Они лежат, обнявшись, не в силах отпустить друг друга. И по мере того, как они остывают, в Джеке вдруг просыпается непостижимая тяжесть какой-то неведомой утраты. Он не понимает, в чем дело. Печаль и счастье затопляют его, и он вдруг осознает, как называется это чувство – нежность. Никогда не испытывавший этого к слабым женщинам, потрясенный Джек смотрит в это лицо, расслабленные полуоткрытые губы… Смотрит и не может насмотреться. – Я люблю тебя, - думает Джек. Ёнои прикрывает глаза и утыкается лбом в щеку Джека. Он проводит рукой по колючему ежику на голове капитана. – А ты? – думает Джек.
- Джек, - шепчет Ёнои с закрытыми глазами, - Джек, нам с тобой нужно искупаться. От этого «нам с тобой» у Джека мягко колыхнулось сердце.
- Да, сейчас…
Они лежат еще немного, а потом все-таки выбираются из палатки и, ежась и похахатывая, под небольшим прохладным дождиком бегут к воде и плещутся, и тут уже капитан смеется в полную силу, у него немного сипловатый смех, и в нем Джек слышит неутоленную страсть. Выскочив на берег, они снова бросаются в объятия друг друга, сливаются в ненасытном поцелуе. Они бегом возвращаются в палатку и опять им жарко, потому что они набрасываются друг на друга снова и снова и, обессиленные, засыпают лишь под утро.
Джек приоткрывает глаза и сквозь ресницы смотрит на дрожащие радужные лучи. Каждой клеткой тела и всеми чувствами он ощущает, что живой. Саднит запекшиеся губы, на внутренней стороне он чувствует маленькую ранку и непроизвольно улыбается. Мышцы болят, он потягивается, ощущая, как песок чуть царапает кожу, и даже это кажется приятным.

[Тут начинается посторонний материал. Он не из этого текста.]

PR #544, opened 2025-07-08
backport two tasks to registry

kalomaze:


src/zeroband/training/environments/registry.py
```diff
@@ -85,13 +89,163 @@ def lcs_ratio(x: str, y: str) -> float:
     return vf_env
 
 
+def load_unscramble_environment(env_args: dict = {}) -> Environment:
+    # Load the unscramble dataset
+    dataset = load_dataset("kalomaze/unscramble-mix-it2", split="train")
```
mikasenghaas, line 93: can we start having these under the prime hf org? would be nice to have a collection `Environments` which has datasets for our custom environments

src/zeroband/training/environments/registry.py
```diff
@@ -85,13 +89,163 @@ def lcs_ratio(x: str, y: str) -> float:
...
+
+    def process_dataset(example):
+        verification_info = json.loads(example["verification_info"])
```
mikasenghaas, line 96: we might wanna move away from the `verification_info` field in environment datasets which was essentially a cheap way to write rewards function in a standardized way before by just json dumping everything. im not super familar with the way task samples are linked to their ground truth in  reward funcs in `verifiers` but i'd imagine we can make the "ground truth" field be more task-dependent and then handle the parsing with the reward func, e.g. for a math question it would be a latex string, for a code question it would be a list of unit tests as strings etc. 

@willccbb would know for sure

src/zeroband/training/environments/registry.py
```diff
@@ -85,13 +89,163 @@ def lcs_ratio(x: str, y: str) -> float:
...
+        example["answer"] = verification_info["ground_truth"]
```
mikasenghaas, line 97: re myself (lol): yea so seems like it requires an answer key that can be mapped which is niced. in this case i would move the format of the underlying dataset to just have the answer key directly whenver we own the dataset

mikasenghaas (commented):
nice, nice, nice. starting to look good with our environments

src/zeroband/training/environments/registry.py
```diff
@@ -1,3 +1,7 @@
+import re
```
willccbb: can you move any imports inside the functions that need them? idea is that each function is a self-contained "factory" for 

eventually the environments hub (pihub) will take the place of the registry, and we'll want to copy/paste sections

kalomaze:
https://github.com/PrimeIntellect-ai/prime-rl/pull/582
^ Will be instead merged here

PR #545, opened 2025-07-08
Implement single RL entrypoint

mikasenghaas:
This PR implements a convenience feature for starting single-node RL experiments.

TODOs:
- [ ] Tie shared configs in `rl.py`
- [ ] Enable running a subset of the processes from `rl.py`
- [ ] Implement single-node device placement
- [ ] Improve logs from the RL entrypoint itself (all, some, no logs?)
- [ ] Enable restarting an experiment from within tmux session with file streamed logs


mikasenghaas:
> * I have the feeling that the tmuxninator right now overfit on one workflow we should make it a bit more generic and just split the logs into 3 window, maybe a nvtop and call it a day. If someone want a more complex workflow it can add it outside of the repo

think of it as a recommendation. anybody can configure whatever they want. its very customziable by design.

at some point, i had the following setup:
1. Window: Only entrypoint, use this to optionall start inference server as bg process and then rl on top
2. Window: Trainer+Orchestraor file logs as before
3. Window: NVTOP + HTOP

so essentially just removing the extra inference window. the reason i added is that i thought it might sometimes be nice to see the inference logs

PR #551, opened 2025-07-11
Update tmuxinator

samsja:
screenshot-20250711-154128


mikasenghaas:
as discussed, i think its better to keep one window for the RL entrypoint and then do `even-vertical` on the 3 logs. be mindful that the inference logs are from `.stdout` while the rest is from `.log`

PR #552, opened 2025-07-11
Log uncaught exceptions to file logs

mikasenghaas:
If a subprocess (trainer, orchestrator) fails, this is reflected in the file logs to immediately debug the issue


samsja (approved):
lgtm

PR #570, opened 2025-07-12
Fix for difficulty filtering double-negative, min + max each optional

willccbb:
also removing unused ThinkParser

### DIFF
--- a/src/prime_rl/environments/registry.py
+++ b/src/prime_rl/environments/registry.py
@@ -44,26 +44,23 @@ Provide the final numerical answer inside \\boxed{{...}}."""
 def load_intellect_math_environment(env_args: dict = {}) -> Environment:
     import json
 
-    from verifiers.utils.data_utils import extract_boxed_answer
-
     from prime_rl.orchestrator.genesys.math import compute_math_reward
 
     train_dataset = load_dataset("PrimeIntellect/INTELLECT-2-only-math", split="train").map(
         lambda x: {"question": x["prompt"], "info": json.loads(x["verification_info"]), "task": "simple-math"}
     )
     solve_rate_field = env_args.get("solve_rate_field", None)
-    if not solve_rate_field:
-        min_solve_rate = env_args["min_solve_rate"]
-        max_solve_rate = env_args["max_solve_rate"]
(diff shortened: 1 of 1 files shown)


src/prime_rl/environments/registry.py
```diff
@@ -44,24 +44,21 @@ def correct_answer_reward_func(completion, answer, **kwargs) -> float:
...
         lambda x: {"question": x["prompt"], "info": json.loads(x["verification_info"]), "task": "simple-math"}
     )
     solve_rate_field = env_args.get("solve_rate_field", None)
-    if solve_rate_field is not None:
-        min_solve_rate = env_args["min_solve_rate"]
-        max_solve_rate = env_args["max_solve_rate"]
-        train_dataset = train_dataset.filter(
-            lambda x: x[solve_rate_field] >= min_solve_rate and x[solve_rate_field] <= max_solve_rate
-        )
+    if solve_rate_field:
```
samsja:
```suggestion
    if solve_rate_field is not None:
```

src/prime_rl/environments/registry.py
```diff
@@ -44,24 +44,21 @@ def correct_answer_reward_func(completion, answer, **kwargs) -> float:
...
+        min_solve_rate = env_args.get("min_solve_rate", None)
+        max_solve_rate = env_args.get("max_solve_rate", None)
+        if min_solve_rate is not None:
+            train_dataset = train_dataset.filter(lambda x: x[solve_rate_field] >= min_solve_rate)
+        if max_solve_rate is not None:
+            train_dataset = train_dataset.filter(lambda x: x[solve_rate_field] <= max_solve_rate)
     train_dataset = train_dataset.remove_columns(["prompt", "verification_info"])
 
-    parser = vf.ThinkParser(extract_fn=extract_boxed_answer)
```
samsja, line 63: so we don't have think parser anymore ? How is it working rn for the reward and thinking ?

willccbb: ThinkParser wasn't actually being used before haha, Parser is only used in multi-turn or if you explicitly reference it in reward functions

mikasenghaas (approved):
looks good

PR #574, opened 2025-07-13
Sami/refactor/async save

samsja:


mikasenghaas (approved):
we only save weights async? not full?

samsja:
> we only save weights async? not full?

right now the feature to save full async is not implemented

PR #577, opened 2025-07-13
Datapool (dataloader for dynamic datasets, online difficulty filtering, buffer, etc.)

justusmattern27:


justusmattern27:
PR implements a datapool, which is essentially a new dataloader that lets us work with more dynamic datasets and implement many of the data loading methods from the literature (e.g. online difficulty filtering).

The datapool lets you add training data on the fly, maintain a buffer to re-use generated training samples, and implement priority pools (e.g. to have 10% of your training batch from a low-priority and 90% of your batch from a high-priority batch).

On top of this, we can implement much of what we discussed and have seen in papers. Two data loading strategies are alredy implemented:

- online difficulty filtering: ignore samples below and above a certain avg reward threshold, e.g. to ignore zero advantages). The implementation uses a buffer so that we don't keep samples from oversampling

- difficulty adjusted sample prioritization: keep a low prio and high prio data pool, and for every batch, sample 90% from the low prio and 10% from high prio pool. Put every prompt with zero advantages in the low priority pool after every batch


I've run experiments on hendrycks math to make sure everything works:
Baseline: https://wandb.ai/primeintellect/prime-rl/runs/j5a20h0b/workspace?nw=nwuserjustus27
Baseline with extra hard questions added for 2/3 of the dataset (with 0 solve rate for all): https://wandb.ai/primeintellect/prime-rl/runs/0yh09m18?nw=nwuserjustus27
Difficulty Prioritization (with 2/3 extra hard questions added to make the effect noticable): https://wandb.ai/primeintellect/prime-rl/runs/znycsz3j?nw=nwuserjustus27
Hendrycks Math with online difficulty filtering (= ignore zero advantages): https://wandb.ai/primeintellect/prime-rl/runs/bs6udv9g?nw=nwuserjustus27

configs/orchestrator/hendrycks_math/1b_no_difficulty_prioritization.toml
mikasenghaas, line 1: we need to find a good way to store/log variants of an experiment. i think it gets too verbose if we have a toml for each minor variant, wdyt would be good solution here @samsja

src/prime_rl/environments/registry.py
```diff
@@ -102,6 +102,71 @@ def correct_answer_reward_func(completion, info, **kwargs) -> float:
     return vf_env
 
 
+def load_hendrycks_math_environment_with_additional_difficult_questions(env_args: dict = {}) -> Environment:
```
mikasenghaas, line 105: i think the same goes for environments, we want to support iterations on data mixes in environments (e.g. variants of an environment) but having separate ones in the registry seems too verbose. ig this might be solved by pi-hub? @willccbb

src/prime_rl/environments/registry.py
```diff
@@ -102,6 +102,71 @@ def correct_answer_reward_func(completion, info, **kwargs) -> float:
...
+    from verifiers.utils.data_utils import extract_boxed_answer
+
+    from prime_rl.orchestrator.genesys.math import compute_math_reward
+
+    train_dataset = load_dataset("justus27/math-hendrycks-genesys-format", split="train").map(
+        lambda x: {
+            "question": x["prompt"],
+            "info": json.loads(x["verification_info"]),
+            "task": "simple-math",
+            "priority": "high",
```
mikasenghaas, line 117: does any dataset that we do priority sampling on need this column?

src/prime_rl/orchestrator/config.py
```diff
@@ -154,6 +154,79 @@ class CheckpointConfig(BaseConfig):
     ] = None
 
 
+class DifficultyPrioritizationStrategy(BaseConfig):
+    enabled: Annotated[
+        bool,
+        Field(
+            description="Whether to enable difficulty-based prioritization for training samples.",
+        ),
+    ] = False
```
mikasenghaas, line 163: we converged to the config design where `subconfig: Subconfig | None = None` to enable/ disable subconfigs, let's do it here too

src/prime_rl/orchestrator/config.py
```diff
@@ -154,6 +154,79 @@ class CheckpointConfig(BaseConfig):
...
+    ] = 0.1
+
+
+class OnlineDifficultyFilteringStrategy(BaseConfig):
+    enabled: Annotated[
+        bool,
+        Field(
+            description="Whether to enable online filtering of samples based on difficulty.",
+        ),
+    ] = False
```
mikasenghaas, line 188: same here

src/prime_rl/orchestrator/config.py
```diff
@@ -154,6 +154,79 @@ class CheckpointConfig(BaseConfig):
...
 
+class DifficultyPrioritizationStrategy(BaseConfig):
+    enabled: Annotated[
+        bool,
+        Field(
+            description="Whether to enable difficulty-based prioritization for training samples.",
+        ),
+    ] = False
+
+    priority_data_field: Annotated[
```
mikasenghaas, line 165: wdyt of just `priority_field`?

src/prime_rl/orchestrator/config.py
```diff
@@ -154,6 +154,79 @@ class CheckpointConfig(BaseConfig):
...
+        str | None,
+        Field(
+            description="Field name in the dataset that contains priority information. If None, all samples are treated as high priority by default.",
+        ),
+    ] = None
+
+    low_priority_batch_fraction: Annotated[
```
mikasenghaas, line 172: `low_priority_fraction`? trying to delete unnecessary characters in configs as much as possible

src/prime_rl/orchestrator/config.py
```diff
@@ -154,6 +154,79 @@ class CheckpointConfig(BaseConfig):
...
+    max_sample_tries: Annotated[
+        int,
+        Field(
+            gt=0,
+            description="Maximum number of attempts to sample within the reward thresholds.",
+        ),
+    ] = 3
+
+
+class DataLoadingConfig(BaseConfig):
```
mikasenghaas, line 225: call this `DataPoolConfig` to tie config name to class?

src/prime_rl/orchestrator/config.py
```diff
@@ -154,6 +154,79 @@ class CheckpointConfig(BaseConfig):
...
+    online_difficulty_filtering_strategy: OnlineDifficultyFilteringStrategy = OnlineDifficultyFilteringStrategy()
+    difficulty_prioritization_strategy: DifficultyPrioritizationStrategy = DifficultyPrioritizationStrategy()
```
mikasenghaas, line 227: i get that these are not mutually exclusive? is this generally the case? ie. can we stack any sampling technique on top of each other? if not, this design sort of design might get awkward to handle in the client-code

src/prime_rl/orchestrator/data.py
```diff
@@ -1,14 +1,30 @@
...
 
+@dataclass
+class GeneratedSample:
+    prompt_tokens: List[int]
+    completion_tokens: List[int]
+    completion_logprobs: List[float]
+    prompt_masks: List[int]
+    completion_masks: List[int]
+    reward: List[float]
+    advantages: List[float]
```
mikasenghaas, line 25: are the types wrong? one sample only has one reward/ advantage? also, why do we need this dataclass at all?

src/prime_rl/orchestrator/orchestrator.py
mikasenghaas, line 1: the changes to the orchestrator seem very intrusive. bunch of nested conditionals and loops, does not seem very scalable and should not live on orchestrator imo. do you think we can get a simpler outward facing api for the datapool, maybe just something like `datapool.sample(n)` with all of the complexity handled internally?

src/prime_rl/orchestrator/orchestrator.py
```diff
@@ -23,13 +23,16 @@
...
+from prime_rl.orchestrator.data import DataPool, prepare_batch, GeneratedSample
 from prime_rl.orchestrator.logger import setup_logger
 from prime_rl.orchestrator.utils import (
     process_env_results,
     compute_advantages,
     wait_for_weight_checkpoint,
     print_benchmark,
+    flatten_keep,
+    create_generated_samples,
+    unpack_generated_samples
```
mikasenghaas, line 35: what's the reason for the nesting then flattening logic?

src/prime_rl/orchestrator/orchestrator.py
```diff
@@ -173,49 +169,119 @@ async def orchestrate(config: OrchestratorConfig):
...
+        
+        all_generated_samples = datapool.get_buffered_samples()
+        
+        if len(all_generated_samples) >= config.batch_size:
+            all_generated_samples, samples_to_buffer = all_generated_samples[:config.batch_size], all_generated_samples[config.batch_size:]
+            datapool.add_to_buffer(samples_to_buffer)
+        
+        else:
+            for sampling_iteration in range(config.data_loading.online_difficulty_filtering_strategy.max_sample_tries):
+
```
mikasenghaas, line 183: what happens if we do not have at least `batch_size` samples in the difficulty range after `max_sample_tries`?

src/prime_rl/environments/registry.py
willccbb: been working on implementing a lightweight version of the registry setup within verifiers which we can probably start using soon for local registration without needing full pihub setup. basic idea is that environments should take kwargs for anything we want to be easily configurable within the same env loading module, e.g. data mix, flags for prompt/format choices.

maybe a rule of thumb could be that any non-adaptive prompt-level preprocessing is handled by the environment (as environments are only initialized once, then the dataset is handed off to the orchestrator), and the orchestrator is responsible for adaptive/online filtering, as well as distribution balance if we want this to be adjusted during training (e.g blending in more code/reasoning data gradually).

configs/orchestrator/hendrycks_math/1b_no_difficulty_prioritization.toml
willccbb: would be nice if there's a way we can have environment-specific toml files that support arbitrary args.

example:
```toml
[environment]
id = "reverse-text"

[environment.args]
use_thinking = false
max_num_sentences = 5
reward_type = "LCS"
```

which then gets passed as:
```python
# orchestator
vf_env = load_environment(env_id=config.environment.id, env_args=config.environment.args)

# registry -- load_environment
def load_environment(env_id, env_args)
    return REGISTRY[env_id](**env_args)
```
where the fields in `args` aren't pre-defined in advance in the config, and can be different for each environment.

thoughts on how to do this within our config setup? would also be nice to support this in verifiers directly as the default way of configuring/loading an env

samsja: afaik the only difference here is that we have a different env ? If yes I suggest that we just override by cli or use toml inheritance on hendrycks math

src/prime_rl/orchestrator/config.py
samsja: agree

samsja (commented):
mini comment can we use List -> list and Dict -> dict

PR #579, opened 2025-07-13
Deprecate genesys

mikasenghaas:
This PR removes all currently unused task rewards functions from `prime_rl.orchestrator.genesys` (only keeps `math_reward` for backwards compatibility). 

Also cleans the project dependencies which should make the ROCM image build again.


justusmattern27:
lgtm

PR #580, opened 2025-07-13
use real mean for importance ratio

samsja:


src/prime_rl/trainer/loss.py
```diff
@@ -141,7 +141,7 @@ def grpo_loss_ratio(
     loss = _apply_mask(per_token_loss, loss_mask, max_tokens)
 
     with torch.no_grad():
```
mikasenghaas: no need for the no_grad anymore?

src/prime_rl/trainer/loss.py
```diff
@@ -141,7 +141,7 @@ def grpo_loss_ratio(
...
-        ratio_avg = _apply_mask(ratio, loss_mask, max_tokens)
+        ratio_avg = ratio.mean()
```
mikasenghaas: why does `_apply_mask` not do the same?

Рюичиро… пробует он на язык, беззвучно шевеля губами, маленький капитан, гибкий как кошка, такой же мягкий и одновременно напружиненный… он спит рядом со мной в палатке, раскинувшись на одеяле, сквозь брезент и щели неплотно закрытого клапана внутрь попадает шевелящийся густой свет, и я вижу – над полной верхней губой – капли испарины… Эти губы за минувшую ночь Джек поцеловал, наверное, тысячу раз, и снова они притягивают его взгляд… Закрытые глаза не скрывают своих азиатских очертаний, и Джек помнит черный огонь, полыхавший в них, пронзавший его собственные глаза насквозь – в череп, в мозг, где взрывалось пространство и распахивалась вселенная и огонь полыхал в ней без края, разворачивая изнутри себя бесчисленные измерения блаженства. Я и не знал, что способен на такое, думает Джек. Все тело ломит и постанывает, хочется потянуться, но Джек не двигается, слушает, как дышит маленький капитан. Он кажется совсем юным, гладкая кожа на спокойном, почти детском лице покрыта желтоватым загаром…), как шея и руки. Но там, где тело обычно скрыто под униформой, кожа белая, Джек скашивает глаза и сравнивает со своей. Нет, не белая, хотя что я со своей альбионской молочностью сравниваю.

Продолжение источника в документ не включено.